§ **What you should do**: Answer with nothing except the number of lines in the listing that include the word "typeof".

- - -

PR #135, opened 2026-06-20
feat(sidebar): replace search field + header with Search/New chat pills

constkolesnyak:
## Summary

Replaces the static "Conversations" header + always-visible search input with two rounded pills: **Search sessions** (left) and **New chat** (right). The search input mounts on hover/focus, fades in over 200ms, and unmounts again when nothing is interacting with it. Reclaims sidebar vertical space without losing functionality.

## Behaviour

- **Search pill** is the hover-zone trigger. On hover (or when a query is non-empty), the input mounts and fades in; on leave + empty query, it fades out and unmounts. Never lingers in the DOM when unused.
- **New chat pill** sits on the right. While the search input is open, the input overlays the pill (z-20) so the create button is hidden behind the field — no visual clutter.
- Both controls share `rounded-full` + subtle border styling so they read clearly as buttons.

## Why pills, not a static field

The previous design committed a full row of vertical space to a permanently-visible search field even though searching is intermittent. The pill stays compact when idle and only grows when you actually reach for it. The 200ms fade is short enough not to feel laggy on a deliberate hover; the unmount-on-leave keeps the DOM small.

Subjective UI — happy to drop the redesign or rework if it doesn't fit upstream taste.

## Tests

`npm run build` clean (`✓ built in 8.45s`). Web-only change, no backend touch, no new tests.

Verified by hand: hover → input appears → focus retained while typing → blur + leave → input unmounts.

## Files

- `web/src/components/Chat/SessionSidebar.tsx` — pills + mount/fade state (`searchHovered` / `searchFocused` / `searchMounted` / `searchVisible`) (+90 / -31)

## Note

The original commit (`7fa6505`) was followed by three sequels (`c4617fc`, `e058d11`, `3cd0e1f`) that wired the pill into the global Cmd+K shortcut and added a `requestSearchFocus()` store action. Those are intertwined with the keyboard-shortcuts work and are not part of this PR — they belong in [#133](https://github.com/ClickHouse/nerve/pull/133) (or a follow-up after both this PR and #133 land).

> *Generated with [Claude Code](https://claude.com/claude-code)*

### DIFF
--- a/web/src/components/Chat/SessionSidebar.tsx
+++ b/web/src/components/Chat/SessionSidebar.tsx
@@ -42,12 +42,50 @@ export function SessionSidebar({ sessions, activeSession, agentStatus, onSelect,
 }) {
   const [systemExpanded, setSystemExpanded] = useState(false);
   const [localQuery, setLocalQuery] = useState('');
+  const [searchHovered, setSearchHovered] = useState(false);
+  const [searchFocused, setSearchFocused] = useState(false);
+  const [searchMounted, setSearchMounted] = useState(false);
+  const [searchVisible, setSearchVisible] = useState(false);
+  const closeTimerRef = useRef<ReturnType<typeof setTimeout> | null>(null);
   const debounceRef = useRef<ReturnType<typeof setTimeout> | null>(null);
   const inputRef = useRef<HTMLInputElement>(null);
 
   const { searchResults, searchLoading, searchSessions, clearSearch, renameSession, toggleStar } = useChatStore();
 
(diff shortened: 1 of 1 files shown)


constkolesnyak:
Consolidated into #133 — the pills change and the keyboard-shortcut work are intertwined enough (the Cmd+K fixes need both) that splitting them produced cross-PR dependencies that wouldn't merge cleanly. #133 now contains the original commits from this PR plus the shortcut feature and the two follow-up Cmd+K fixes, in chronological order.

- - -

§ **Answer to this task**: 2